Now, we are performing Label Encoding for some categorical variables.After viewing the data typs of variables we have 4 categorical columns to encode.
- When categories in the variable are Ordinal in Nature then in that case we use Label Encoding.
- When categories in the variable are Nominal in Nature then in that case we use One-Hot Encoding
#Transforming 'Item_Visibility_bins':
filt_training_dataset['Item_Visibility_bins'] = label_encoder.fit_transform(filt_training_dataset['Item_Visibility_bins'])
#Transforming 'Outlet_Size':
filt_training_dataset['Outlet_Size'] = label_encoder.fit_transform(filt_training_dataset['Outlet_Size'])
#Transforming 'Outlet_Location_Type':
filt_training_dataset['Outlet_Location_Type'] = label_encoder.fit_transform(filt_training_dataset['Outlet_Location_Type'])
# Let's create dummies for 'Outlet_Type':
dummy = pd.get_dummies(filt_training_dataset['Outlet_Type'])
# Merging both Dataframes--- filt_training_dataset + dummy
filt_training_dataset = pd.concat([filt_training_dataset,dummy],axis=1)

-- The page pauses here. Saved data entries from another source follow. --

PR #3622, opened 2026-09-04
feat(studio): shared Button, IconButton, Tooltip and Tabs primitives

miguel-heygen:
Lands unit U4 (cn plus the first four primitives) of the Studio design-system foundation. Stacked on the theme PR (#3621) and merges the Base UI PR (#3619), so the diff shows those two until they land. No ratchet yet; no color literal added. Bundle delta against the merge point: about 45.8 KB gzipped, against a 100 KB budget for the primitive set (raised from the plan's 60 KB after measuring the shared floating layer; the decision is recorded here).

## What

Unit U4 of the Studio design-system plan: four shared primitives that consume design tokens only, plus the configured class merger they share.

- `ui/cn.ts` — one `cn` instance, configured with the two class families the theme invents: the `text-step-*` type scale joins the font-size group, and `ctl` / `ctl-sm` / `ctl-lg` join the sizing groups.
- `ui/Button.tsx` and `ui/IconButton.tsx` — native buttons on the three control heights, the radius scale, the semantic palette and the motion tokens. Variants primary, secondary, danger, ghost; sizes sm, md, lg.
- `ui/Tooltip.tsx` — the same props as before (`label`, `delay`, `side`), now on Base UI. No call site changed.
- `ui/Tabs.tsx` — roving tabindex, arrow keys, Home and End, `aria-controls`, and a `data-tab-id` on each tab.

Every primitive also honours a `data-preview-state` attribute (`hover`, `active`, `focus`) whose selectors carry the same declarations as the real state. It is read by CSS only and changes no behaviour, so a story or a screenshot can show a state without a pointer.

## Why

Studio's controls were drifting because nothing held them together. Two of the symptoms this unit removes:

- **Four classes styled nothing.** `rounded-button`, `shadow-btn-primary`, `bg-accent-red` and `ease-standard` were never defined. Tailwind does not error on an undefined class, it emits nothing, so the Renders Export had been rendering with no radius and no shadow and looked merely "a bit off".
- **A caller could not override a primitive.** With plain string concatenation, a caller's class and the size's class both survive into the class list and the stylesheet's order picks the winner. That is not something a call site can reason about.

## How

`cn` merges variant, size, state and caller classes in that order, so the last one named wins. Its config is patterns, not enumerations, so a new type step or control height in the theme file needs no edit beside it.

Tooltip and Tabs are Base UI (per-component entry points, `render` prop rather than `asChild`). Two accessibility details stay in the wrapper because Base UI 1.7.0 does not provide them: the popup's `role="tooltip"` and id, and `aria-describedby` on the trigger while open. That is why Tooltip controls the open state itself. Escape dismissal does come from the library, and a test holds it to that.

The Tooltip trigger renders the caller's own element instead of wrapping it. The old wrapper used `display: contents`, which has no box for a positioner to anchor to; that is why the old implementation had to reach into the wrapper's first child to measure it.

## Test plan

`bun run --cwd packages/studio test` — 434 files, 4781 tests green (was 430 / 4761 before this unit; no Studio dev server of this branch's own was running).

New tests, all through the public component API on plain `react-dom/client` + `act` under happy-dom:

- **Class resolution.** Renders every variant and size, reads the class list off the real DOM node, and compiles Studio's actual stylesheet with those classes as candidates. Any class that produces no selector fails and is named. A companion test asserts `rounded-button` and `shadow-btn-primary` still come back unresolved, so the check cannot pass vacuously.
- A caller's `text-step-11` on a medium Button beats the size's own type class.
- A disabled Button does not fire its click handler and reports `aria-disabled`.
- Every `data-preview-state` class has a matching real-state class and the reverse, per variant, per state. Verified non-vacuous by deleting one preview class and watching it fail.
- A Button with `data-preview-state="hover"` still fires its click handler.
- Reduced motion: the Button names `duration-press`, and the compiled `duration-press` utility zeroes its duration under `prefers-reduced-motion`.
- Tooltip opens on focus and on hover, closes on Escape, and wires `aria-describedby` to the popup's id.
- Tabs: ArrowRight moves selection and focus, Home and End jump, the visible panel is `aria-labelledby` its tab, and every tab carries `data-tab-id`.
- Hotkey classification: Button and a Tab are read by `isTypingTarget` and the playback-shortcut selector exactly as a plain header `<button>` is.

Typecheck, `oxlint` and `oxfmt --check` clean. `fallow audit --base origin/main --fail-on-issues` passes; the primitive barrel is registered as a fallow entry point, since panels move onto the primitives folder by folder and a primitive exists before its first consumer.

**Screenshots and computed-style table** (captured on the merge point before the change, and again after):

| Header Export | 28px → 28px | 6px → 6px | 11px → 11px | accent → accent |
| Renders Export | 32px → **28px** | **0px → 6px** | **14px → 12px** | **white → accent** |
| Inspector metric input | 17px | 0px | 11px | unchanged |
| Timeline toolbar button | 28px | 6px | 16px | unchanged |
| Menu item | 29px | 0px | 11px | unchanged |

The two Export buttons now match on height, radius and fill; the Renders one goes from 14px to the `md` size's 12px type (the header one stays 11px). The Renders one moved because `size="md"` is a real control height now and its radius class finally resolves. Everything else in the table is unchanged, and no consumer was edited in this PR.

**Bundle delta.** Gzipped Vite output (JS + CSS): 1,514,146 bytes before, 1,561,089 after. **+46,943 bytes, about 45.8 KB gzipped**, for Base UI's tooltip and tabs plus `cn`. Reported as measured, with no scope trimmed to fit: this is under the 60 KB stop condition, but it is most of the budget that U4, U5 and U6 share, so the next two units should re-measure early.

## Before

Before: Renders panel Export button idle, hover, pressed (left column) on the Tailwind v4 base

## After

After: the same button on the shared Button (right column of the sheet)
After: Renders panel

This is an intended design change: the Renders Export button was a white square button 32px high; on the shared Button it is the accent-green primary with rounded corners, 28px high with 12px type, matching the header Export's look. The tokens the primitive names now resolve, so the rendering follows the theme file.

## Not covered

- No consumer migration. The six files that already import Button render identically except for the radius and fill that now resolve, and the height change described above. Moving the header and the panel tab strips onto these primitives is a later unit.
- No Storybook and no stories; `data-preview-state` is the hook they will use.
- No Input, Select, Slider, Toggle, Popover or Menu; those are later units.
- Positioning, flip and portal placement are not asserted in unit tests: happy-dom has no layout. They are covered by the browser screenshot run.
- Hover-open latency and the reduced-motion look are asserted through classes and compiled CSS, not through a rendered frame.
- The tooltip bubble anchors to its child when it opens. Swapping the child's element type while a tooltip is open leaves it misplaced until it reopens; every current caller uses a stable `<button>` or `<a>`.
- Tooltip tests run in a DOM without layout, so the anchoring itself was checked in a real browser and is not asserted by a test.

## Restack after the Tailwind v4 merge

- Replay: `git range-diff` of the old tip against the new one shows 8 of the 9 own commits identical (`=`), 1 different (`!`), plus one new commit.
- The one different commit (shared primitives): a conflict in `packages/studio/package.json` and `bun.lock` where main had removed the `dompurify` dependency and this PR adds `cn`. Resolved by keeping only `cn`. `dompurify` is absent from the lock, the manifest and all imports. The lock also carries `@base-ui/react` and its dependencies, which this PR already adds for Tabs and Tooltip.
- New commit: `Button` children now render as direct flex items so a label plus a shortcut get the button gap (same one-line fix as the standalone Button PR, with a two-child test).

### Button gap, before and after

Before: label and shortcut touching, measured gap 0px

After: label and shortcut spaced by the button gap, measured gap 6px

### DIFF
--- a/.fallowrc.jsonc
+++ b/.fallowrc.jsonc
@@ -4,6 +4,10 @@
     // Vitest collects .test.mjs, but fallow's default test-entry detection only
     // knows the .ts/.tsx spellings, so this one reads as an unreachable file.
     "packages/studio/scripts/*.test.mjs",
+    // The KTD6 dismiss-spike fixture. scripts/menu-dismiss-spike.mjs injects it
+    // into a running Studio by importing it from the Vite dev server by URL, so
+    // no TypeScript import reaches its mount function.
+    "packages/studio/src/components/ui/menuDismissSpikeMount.tsx",
     "packages/producer/src/**/*.test.ts",
     "packages/aws-lambda/src/**/*.test.ts",
     "packages/gcp-cloud-run/src/**/*.test.ts",
--- a/.fallowrc.jsonc
+++ b/.fallowrc.jsonc
@@ -8,6 +8,12 @@
     // into a running Studio by importing it from the Vite dev server by URL, so
     // no TypeScript import reaches its mount function.
     "packages/studio/src/components/ui/menuDismissSpikeMount.tsx",
+    // The shared-primitive barrel. Studio's panels move onto Button, IconButton,
+    // Tabs and Tooltip folder by folder, so a primitive is exported here before
+    // its first consumer exists. Treating the barrel as an entry point is what
+    // the alternative (an inline suppression per export, deleted again a week
+    // later) was pretending to be.
+    "packages/studio/src/components/ui/index.ts",
     "packages/producer/src/**/*.test.ts",
     "packages/aws-lambda/src/**/*.test.ts",
     "packages/gcp-cloud-run/src/**/*.test.ts",
--- a/.fallowrc.jsonc
+++ b/.fallowrc.jsonc
@@ -1,6 +1,9 @@
 {
   "$schema": "https://raw.githubusercontent.com/fallow-rs/fallow/main/config-schema.json",
   "entry": [
+    // Vitest collects .test.mjs, but fallow's default test-entry detection only
+    // knows the .ts/.tsx spellings, so this one reads as an unreachable file.
+    "packages/studio/scripts/*.test.mjs",
     "packages/producer/src/**/*.test.ts",
     "packages/aws-lambda/src/**/*.test.ts",
     "packages/gcp-cloud-run/src/**/*.test.ts",
--- a/.fallowrc.jsonc
+++ b/.fallowrc.jsonc
@@ -1,6 +1,13 @@
 {
   "$schema": "https://raw.githubusercontent.com/fallow-rs/fallow/main/config-schema.json",
   "entry": [
+    // Vitest collects .test.mjs, but fallow's default test-entry detection only
+    // knows the .ts/.tsx spellings, so this one reads as an unreachable file.
+    "packages/studio/scripts/*.test.mjs",
+    // The KTD6 dismiss-spike fixture. scripts/menu-dismiss-spike.mjs injects it
+    // into a running Studio by importing it from the Vite dev server by URL, so
+    // no TypeScript import reaches its mount function.
+    "packages/studio/src/components/ui/menuDismissSpikeMount.tsx",
     "packages/producer/src/**/*.test.ts",
     "packages/aws-lambda/src/**/*.test.ts",
     "packages/gcp-cloud-run/src/**/*.test.ts",
--- a/bun.lock
+++ b/bun.lock
@@ -315,6 +315,7 @@
       "name": "@hyperframes/studio",
       "version": "0.8.27",
       "dependencies": {
+        "@base-ui/react": "1.7.0",
         "@codemirror/autocomplete": "^6.20.1",
         "@codemirror/commands": "^6.10.3",
         "@codemirror/lang-css": "^6.3.1",
@@ -513,6 +514,10 @@
 
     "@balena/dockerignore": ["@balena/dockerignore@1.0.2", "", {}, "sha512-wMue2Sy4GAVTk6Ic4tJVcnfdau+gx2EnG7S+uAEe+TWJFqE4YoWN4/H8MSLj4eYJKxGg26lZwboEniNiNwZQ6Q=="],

After dropping the columns those One-Hot Encoded and splitting the data into Features and Labels,the resulting dataframe is looks like following:
- Training Features:
Feature Importance in short tells us detecting the variables which are un-necesary for predictive model building. In other words,finding those variables which contribute less in the model's prediction.
To find out this,we are using f-regression
module from sklearn.preprocessing
library:
#Import 'f_regression' module from Sklearn library:
from sklearn.feature_selection import f_regression
#Fit the Training data and Training labels:
#The first array contains the F-Statistics for each of the Regressions.

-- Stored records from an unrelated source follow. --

Issue #3611, opened 2026-09-03
Critical Analysis of HyperFrames' Skill‑System Flaws


zhy438:
### Problem

HyperFrames’ skill‑system suffers from a severe "engineering illusion", a flawed design stemming from a fundamental mismatch between human‑engineer thinking and the real‑world capabilities of LLMs. Though marketed as AI‑Agent‑friendly, the official skill repository performs poorly in practical deployment.

In pursuit of exhaustive coverage, its skill documentation crams rendering principles, animation pitfalls, FFmpeg parameters, environment troubleshooting and massive reference materials into prompts, essentially converting developer manuals directly into prompt content. Restricted by the LLM’s attention mechanism, long‑context triggers the Lost‑in‑the‑Middle effect. Critical constraints get diluted and buried amid redundant information. Over‑abundant rules further fuel model hallucinations, resulting in an actual skill utilization rate below 10%.

Its deeply‑nested file structure is inherently anti‑Agent. Accessing deep‑layer constraints requires repeated tool calls and heavy token consumption. In most cases, agents abandon full‑rule reading and generate code based merely on top‑level files. At its core, this system mistakenly treats probabilistic LLMs as deterministic compilers, attempting to constrain outputs purely through static documentation.

The entire skill module acts as a liability for the project. It lacks on‑demand, tiered‑loading mechanisms and fails to adopt a minimal‑constraint design. If future releases do not refactor its bloated skill architecture, it indicates the development team has not grasped the real‑world operating paradigm of Agents.

### Proposed solution

Skill frameworks must take **LLM attention scarcity** as their top‑level design premise, instead of prioritizing completeness in the style of traditional software engineering. Being AI‑friendly does not mean providing exhaustive documentation. It means exposing only the minimum necessary information to Agents and offloading deterministic validation to code‑based tooling.

At the foundational design level, the maintainers need to break away from conventional software‑engineering mindsets. Human‑oriented repositories usually pursue full completeness, bundling principle documents, troubleshooting guides, change logs and edge‑case references alongside source code, which human developers can browse on demand. However, LLM‑powered Agents lack the ability to look up documentation independently. They can only process content injected into the context window, with limited attention capacity, which frequently leads to faded instructions, lost constraints and hallucinated outputs under long prompts.

Therefore, HyperFrames’ skill ecosystem needs to reverse its priority order: **Agent context cost outweighs functional completeness**.

1. Minimum‑necessary‑information principle
[...]

PR #3635, opened 2026-09-04
fix(cli): install the published skill set; feat(cli): snapshot --against

WaterrrForever:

#The second array contains the P-Values associated with F-Statistics.
f_regression(X_train,y_train)
>>(array([7.36934884e-01, 4.98178278e+01, 6.51204837e+01, 3.60188985e+01,
2.54888893e+01, 1.50946829e+03, 6.14724015e+01, 1.70225059e+01,
8.81921198e+02, 3.79468521e+00, 3.79468521e+00, 3.28342992e+03]),
array([3.90669087e-001, 1.82160212e-012, 8.02208463e-016, 2.03539119e-009,
4.54313821e-007, 9.61521450e-304, 5.04164914e-015, 3.72969759e-005,
2.35334436e-184, 5.14489065e-002, 5.14489065e-002, 0.00000000e+000]))
# We only interested in P-Values:
p_vals = f_regression(X_train,y_train)[1]
p_vals
>>array([3.90669087e-001, 1.82160212e-012, 8.02208463e-016, 2.03539119e-009,
4.54313821e-007, 9.61521450e-304, 5.04164914e-015, 3.72969759e-005,
2.35334436e-184, 5.14489065e-002, 5.14489065e-002, 0.00000000e+000])

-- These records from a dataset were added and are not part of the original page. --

PR #3638, opened 2026-09-04
fix(check): reject audio elements without audio streams

miguel-heygen:
## What

`hyperframes check` / `lint` now report `media_src_kind_mismatch` (error) when an element the render will mix as audio points at a local file that has no audio stream, matching the producer's authored-media contract before the render starts.

## Why

Check previously validated file presence and browser layout but did not inspect audio stream types. A silent video authored as `<audio>` (or as `<video data-has-audio="true">`) passed check and failed only when the render compiled the composition.

## How

- A probe-backed half of the existing `media_src_kind_mismatch` rule (`packages/lint/src/renderAudioSourceLint.ts`). Same code and severity as the static extension-based half in `rules/media.ts`, so "tag vs media kind" has one owner.
- The element set is derived from the producer's two gates. Compile gate (`compileHtml` in core, both phases, regardless of `data-hidden`): every `<audio>` with its own `src` that either has no `data-end` and no parseable `data-duration` (phase 1 probes it for a duration) or has `data-duration > 0` and no `loop` (phase 2 probes it to clamp). Mixer gate: `audio[id]` plus every `video[id]` the compiled HTML marks `data-has-audio="true"` — authored, or inferred by the timing compiler from a missing `muted` — minus `data-hidden` (self or ancestor), hidden `<hf-audio-group>` members and known inactive timing windows. Src resolves like the engine's `resolveMediaElementSrc` (own `src`, else `<source src>`). Relative `data-start` combined with `data-end` is treated as unknown and skipped, so the rule never flags an element the render drops.
- Known gap, documented in the rule: a sub-composition whose host is `data-hidden` only in the parent file. The mixer's ancestor walk sees that across inlining; a scan of the sub-composition file alone cannot, so a `data-end`-bounded silent `<audio>` inside it is still reported.
- One shared ffprobe runner (`packages/lint/src/mediaStreamProbe.ts`) serves this rule and `hevc_preview_codec`: unfiltered `stream=codec_type,codec_name` listing, bounded concurrency, each unique file probed once, and a three-state per-file result (streams / probe failed / not probed). Missing, remote, inline, placeholder and unprobeable sources keep their existing classifications; only a successful no-audio probe produces the error.
- `check`'s exit code now depends on ffprobe being installed for the audio case: without ffprobe the rule stays silent (as `hevc_preview_codec` already did).

## Test plan

- [x] `packages/lint`: `bunx vitest run` — 16 files, 664 tests; `tsc --noEmit` clean. New cases pin the exact ffprobe argv (mock answers only the contracted invocation), and cover hidden/bus-muted/inactive/relative-start exclusions, both compile-gate cases (hidden `data-duration`-bounded and hidden untimed `<audio src>` flagged; hidden `data-end`-bounded, `loop`ed and `<source>`-only skipped), the four `<video>` cases (unmuted without `data-has-audio` flagged, explicit `"true"` flagged even when `muted`, `muted` and `"false"` skipped), nested `<source>`, template-wrapped sub-compositions, shared-file dedup, probe failure and missing ffprobe staying silent. Mutation check: dropping the unmuted-video inference, the phase-1 branch, the `loop` exclusion or the own-`src` requirement each fails exactly one test.
- [x] `scripts/check-no-main-deletions.mjs --base origin/main` passes with the moved `hevcPreviewLint.windowsHide.test.ts` listed in `ALLOWED_DELETIONS`.
- [x] `packages/producer`: `ffprobeArgvContract.test.ts` 81/81 (manifest updated to `mediaStreamProbe.ts`).
- [x] CLI `check`, `lint`, `validate` command suites green.
- [x] Manual: real ffprobe on a fixture project with a generated silent MP4, an MP3 and an MP4 with AAC — only the silent `<audio>`, `<audio><source>`, `<video data-has-audio>` and template-wrapped sub-composition elements were reported; hidden, bus-muted, inactive, relative-start, muted `<video>` and real-audio elements were not.


miga-heygen (approved):
Reviewed the ffprobe-based audio-stream lint. Concurrency-limited probing (8 workers) with bounded results array is correct; `hasAudioStream` checks `codec_type === "audio"` in the stream list; probe failures (`null`) are treated as "don't flag" rather than false-flagged, avoiding false positives when ffprobe is missing/misconfigured. Pattern mirrors the existing `hevcPreviewLint` collect/lint split already used in `project.ts`. Test covers the silent-MP4 case end-to-end through `lintProject`. LGTM.

miga-heygen (commented):
Second-pass quality review at head `35f9a3d5` (isolated worktree; `project.test.ts` 34/34 reproduced, plus six unmocked real-media lint runs cross-checked against live `parseAudioElements` output). The ffprobe logic itself is right — Opus-in-WebM, ALAC, AAC-in-MP4-with-video and cover-art MP3 all pass, only a silent MP4 is flagged. The element set the rule scans is what does not match the render contract the description claims parity with.

**Blocking**

- **B1 — false positive that turns `check` red on a project that renders.** `packages/lint/src/audioMediaTypeLint.ts:64-69` (`collectLocalAudioCandidates`) matches every `<audio src>`; the render side (`parseAudioElements`, `packages/engine/src/services/audioMixer.ts:564`) reads `audio[id]` minus `data-hidden`, hidden groups and inactive windows. A lone `<audio id="hid" data-hidden src="silent.mp4">` yields an `error` whose message says render rejects it, while `parseAudioElements` returns `[]`.
- **B2 — sibling audio source not covered.** `<video data-has-audio="true">` is an audio source (`audioMixer.ts:574`) and preflight maps it to `expected: "audio"`; a silent file there throws at render and this rule says nothing (parser returns the element, lint returns no finding).
- **B3 — `<audio><source src>` is not seen.** The engine resolves nested `<source>` via `resolveMediaElementSrc`; the tag-only regex here does not. `packages/lint/src/rules/media.ts:129` already has `mediaHasResolvableSrc`, documented as matching the engine, and it is not used here.
- **B4 — a second owner of "tag vs media kind".** `rules/media.ts:114` `media_src_kind_mismatch` already owns this contract in the same package at the same severity. The new rule adds a different code and mechanism split by element type; that split is why `<video src="music.mp3">` is caught by neither rule while render throws. One rule, one element set derived from the engine's, is the shape.
- **B5 — the test cannot detect a wrong ffprobe invocation.** `mockFfprobeStreams` reads only the file path and ignores `args`. Injecting `-select_streams v:0` (the flag pair from `hevcPreviewLint.ts`, which this file is copied from) leaves 34/34 green; real ffprobe with that flag returns zero streams for a plain MP3, which would be a blocking error on every correct project, invisible to the suite. Assert the args, or run one real-ffprobe case.

**Non-blocking:** ~100 of 131 lines duplicate `hevcPreviewLint.ts` (timeout/concurrency constants, `execFileAsync`, worker pool, collector differing only in the `mediaSrcTagRe` argument) — extract the shared probe runner; two sequential ffprobe passes with per-rule dedup probe a file twice when it appears in both `<audio>` and `<video>`; `new Set` on display srcs present in the sibling, missing here; `check`'s exit code is now ffprobe-dependent for the first time (worth a note in the description); the `boolean | null` three-state return is undocumented. Binary resolution does not drift — lint and engine both use `parsers/src/ffBinaries.ts`.

Mutations: unwire the rule → 1 red (pinned); wrong ffprobe flags → 34 green (B5). No render executed; preflight behaviour is proven by code path plus real parser output.

**Reasoning:** the rule flags elements render ignores and ignores elements render rejects, and the suite cannot see a wrong probe invocation; the check itself is sound once the element set is the engine's.

_Review by Miga_

miga-heygen:
Addressed in b6a86e19.

- B1 — element set now follows the producer's two gates (`packages/lint/src/renderAudioSourceLint.ts:60-83`, `:112-119`): `audio[id]` with a positive `data-duration` and a local src is always a candidate because the compile gate (`compileForRender` → `assertAssetMediaTypeProfile`) probes it regardless of `data-hidden`; otherwise the mixer's exclusions apply — `data-hidden` on self/ancestor, hidden `<hf-audio-group>` membership, known inactive windows. Relative `data-start` with `data-end` is treated as unknown and skipped.
- B2 — `video[id][data-has-audio="true"]` is in the set (`renderAudioSourceLint.ts:57`), with the mixer's exclusions.
- B3 — src resolution mirrors `resolveMediaElementSrc` (own `src`, else `<source src>`, local preferred over remote) (`renderAudioSourceLint.ts:25-36`). The OpenTag-based `mediaHasResolvableSrc` returns only a boolean and lacks the local-over-remote preference, so the DOM-based project pass carries its own copy of the engine's function; the lint package cannot import the engine's (core depends on lint).
- B4 — folded into `media_src_kind_mismatch`: same code and severity, one message family (`renderAudioSourceLint.ts:130-155`); the static half in `rules/media.ts` documents the split (`rules/media.ts:115-122`). `<video src="music.mp3">` is covered on main by the extension classifier's audio branch.
- B5 — tests pin the exact ffprobe argv (`packages/lint/src/project.test.ts:404-441`): the mock answers only `-v error -show_entries stream=codec_type,codec_name -of json -- <file>` and returns `streams: []` for anything else, so a `-select_streams v:0` mutation fails both the hevc positives and the "real audio not flagged" negative; `mediaStreamProbe.test.ts` asserts the argv, `windowsHide` and timeout directly.
- Extras — one shared runner `packages/lint/src/mediaStreamProbe.ts` (both rules, each unique file probed once, three-state result documented: streams / `null` failed / absent not probed); `hevc_preview_codec` reads the same unfiltered listing (a file whose later video stream is HEVC is now also reported); `querySelectorAllIncludingTemplates` moved to `domQuery.ts` and shared.

Rebased onto main. `packages/lint`: 659 tests, typecheck clean; `packages/producer` ffprobe argv contract 81/81 (manifest now points at `mediaStreamProbe.ts`); CLI `check`/`lint`/`validate` suites green. Real-ffprobe run on a fixture project flagged exactly the silent `<audio>`, `<audio><source>`, `<video data-has-audio>` and template-wrapped sub-composition cases and none of the hidden/bus-muted/inactive/relative-start/muted-video/real-audio elements.

miga-heygen (commented):
Reviewed head `b6a86e19f` in an isolated worktree. Re-pass of my review at `35f9a3d5` (5189497781).

**Strengths**
- `packages/lint/src/renderAudioSourceLint.ts:25-36` — the DOM src-resolution mirror matches engine `resolveMediaElementSrc` line for line (own `src`, else first `<source src>`, local over remote). Prior B3 closed.
- `media_src_kind_mismatch` is now a single owner (`rules/media.ts:115-122` ↔ `renderAudioSourceLint.ts:130-155`); the shared `packages/lint/src/mediaStreamProbe.ts` runner dedupes paths, returns a three-state result, and both rules consume it. Prior B4 closed.
- `project.test.ts:404-441` + `mediaStreamProbe.test.ts` answer only the exact ffprobe argv, and the producer `ffprobeArgvContract` manifest is updated. Prior B5 closed.
- `domQuery.ts` is a pure move; the hevc rule's switch to the unfiltered stream list changes no test or user-visible output.

**Blockers**

1. **CI is red and the lint suite never ran.** `Detect changes` (run 34878519914) fails in `scripts/check-no-main-deletions.mjs`: this branch deletes `packages/lint/src/hevcPreviewLint.windowsHide.test.ts` (its assertion moved to `mediaStreamProbe.test.ts:51-53`) and the path is not in `ALLOWED_DELETIONS`. Build, Test, Test: runtime contract and Typecheck all show `skipped` at this head, not passed. Fix: add the path with the move reason and confirm the lanes execute.

2. **False negative on untimed hidden `<audio src>` (prior B1, partial).** The compile gate probes in two phases. `renderAudioSourceLint.ts:112-113` mirrors only phase 2 (`data-duration > 0`, own `src`, no `loop`). Phase 1 (`htmlCompiler.ts:571-590` via `timingCompiler` compileTag) probes and asserts every `<audio>` with own `src` and neither `data-end` nor a parseable `data-duration`, regardless of `data-hidden`. So `<div data-hidden><audio id src="silent.mp4"></audio></div>` passes `check` and fails the render with `ASSET_MEDIA_TYPE_MISMATCH` (reproduced end to end through `compileForRender` with real ffprobe). `project.test.ts:704-716` currently pins the wrong outcome for the `parent-hidden` case. Fix: `compileGateProbes = tag === "audio" && ownSrc && ((duration == null && !hasAttr("data-end")) || (duration > 0 && !hasAttr("loop")))`, and flip that expectation (the `self-hidden` / `on-muted-bus` cases with `data-end` stay skipped).

3. **False negative on unmuted `<video id src>` without `data-has-audio` (prior B2, partial).** `packages/core/src/compiler/timingCompiler.ts:259-260` injects `data-has-audio="true"` on every unmuted `<video>` lacking the attribute before the mixer (`audioMixer.ts:574`) and preflight read it. The lint selector at `:58` requires the literal attribute, so a silent unmuted `<video>` is skipped by lint and rejected by preflight with `expected: "audio"`. The video path also has no test: deleting the selector leaves 48/48 green, which contradicts the PR body. Fix: select `video[id]` and treat `data-has-audio="true"` or (attribute absent and not `muted`) as in the mixer set; add tests for silent unmuted (flagged), explicit `true` (flagged), `muted` / `false` (not flagged).

**Important**
- Narrow false positives from the same predicate: hidden + `loop` + `data-duration>0`, and hidden + `<source>`-only + `data-duration>0` are probed by no render gate (phase 2 needs own `src` and no `loop`; the mixer drops hidden) but lint flags them. This is the "check red on a project that renders" outcome the rule comment at `:76-79` promises never to produce. Same fix as blocker 2.

**Nits**
- `renderAudioSourceLint.ts:19-23` says `mediaHasResolvableSrc` was not reused because of the core→lint cycle. The cycle is real (`core/package.json`), but that helper is lint-local (`rules/media.ts:173`); the actual reason is that it works on `OpenTag` regex tokens, not DOM elements. Fine not to reuse; the stated reason is wrong.
- A sub-composition whose host `<div data-hidden data-composition-src>` is hidden only in the parent: the mixer's ancestor walk sees that across inlining, a standalone scan of the sub-composition file cannot. Only a `data-end`-bounded silent audio inside such a sub-comp is affected. Not reproduced; worth a comment.
- `collectRenderAudioCandidates:102-107` materialises `sources` only to iterate it once.

**Ran:** lint 48/48 (rule tests) and 556/556 (package), producer argv contract 81/81; `tsc --noEmit` clean in lint and producer; 5 mutations (4 red, the video-selector deletion green as noted). Every mutation reverted.

**Verdict:** COMMENT (With fixes)
**Reasoning:** Three of five prior blockers are closed cleanly, but the element set still diverges from the render contract in two directions that were the point of the rule, and the head has no Linux CI verification.

_Review by Miga_

miga-heygen:
Addressed in 10bf3bc2.

miga-heygen (approved):
Reviewed head `10bf3bc26` in an isolated worktree. Re-pass of my review at `b6a86e19` (5204226612).

**Prior blockers**
- **CI fixed.** `scripts/check-no-main-deletions.mjs:160-163` allowlists the moved `hevcPreviewLint.windowsHide.test.ts`; the guard exits 0 locally and every required check at this head executes and passes (Build, Test, Test: runtime contract, Typecheck, Semantic PR title, Tests on windows-latest, Render on windows-latest, regression, CLI smoke), none skipped.
- **B1 fixed.** `packages/lint/src/renderAudioSourceLint.ts:87-92` `compileGateProbes` is now own `src` and (no parseable `data-duration` → no `data-end`; `data-duration > 0` → no `loop`), which matches both compile-gate phases term by term against `core/src/compiler/timingCompiler.ts:236-252,363-392` and `producer/src/services/htmlCompiler.ts:569-571,599,507`, using the same `parseNumeric`. `project.test.ts:705-720` flips the parent-hidden untimed case to flagged, and `:723-740` pins the previously false-positive shapes (hidden + `loop` + duration, hidden + `<source>`-only + duration) as not flagged. Confirmed end to end with real ffprobe on a silent mp4.
- **B2 fixed.** The element set is `audio[id], video[id]` (`:159`) and `mixerTreatsVideoAsAudible` (`:103-107`) mirrors the compiler's injection at `timingCompiler.ts:259-260`, including authored value winning over `muted`. `:742-797` covers unmuted silent (flagged), muted (not), muted + `true` (flagged), `false` / empty / hidden (not). Deleting the video handling now fails two tests, closing the prior unpinned gap.

**Prior nits, addressed:** the `mediaHasResolvableSrc` comment now names the real reason (token-based helper vs DOM); the sub-composition hidden-by-parent edge is documented under "Known gaps"; the single-pass `sources` array is gone.

**Single source of truth.** The render's element set is now one selector, two named predicates (`compileGateProbes`, `mixerTreatsVideoAsAudible`) and one exclusion block, each cross-referenced to the producer/core line it mirrors.

**Nits (cosmetic)**
- `renderAudioSourceLint.ts:184` reads `data-has-audio` a second time after the predicate already did.
- `compileGateProbes` is guarded to `<audio>` at the call site rather than inside the predicate.
- A core-side contract test asserting the lint predicates against `timingCompiler`'s own behaviour would catch drift the next time the compiler changes.

**Ran:** lint `project.test.ts` 49/49, full lint suite 664/664; `tsc --noEmit` clean; 6 mutations all red. All reverted.

**Verdict:** APPROVE
**Reasoning:** All three blockers are closed with predicates verified against the producer and core code they mirror, pinned by tests that go red under mutation, and required checks execute green at this head.

— Miga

#Rounding upto 3 digits after decimal point:
p_vals.round(3)
>>array([0.391, 0. , 0. , 0. , 0. , 0. , 0. , 0. , 0. ,
0.051, 0.051, 0. ])
Each P-Value is associated with each feature in sequence and we can see from the above output that feature or column Item_Weight has very large P-Value(>0.05)and thus we won't consider this column during training.
Data Scaling is the most important step before feeding data to the model for training.Scaling brings the data on a standard scale.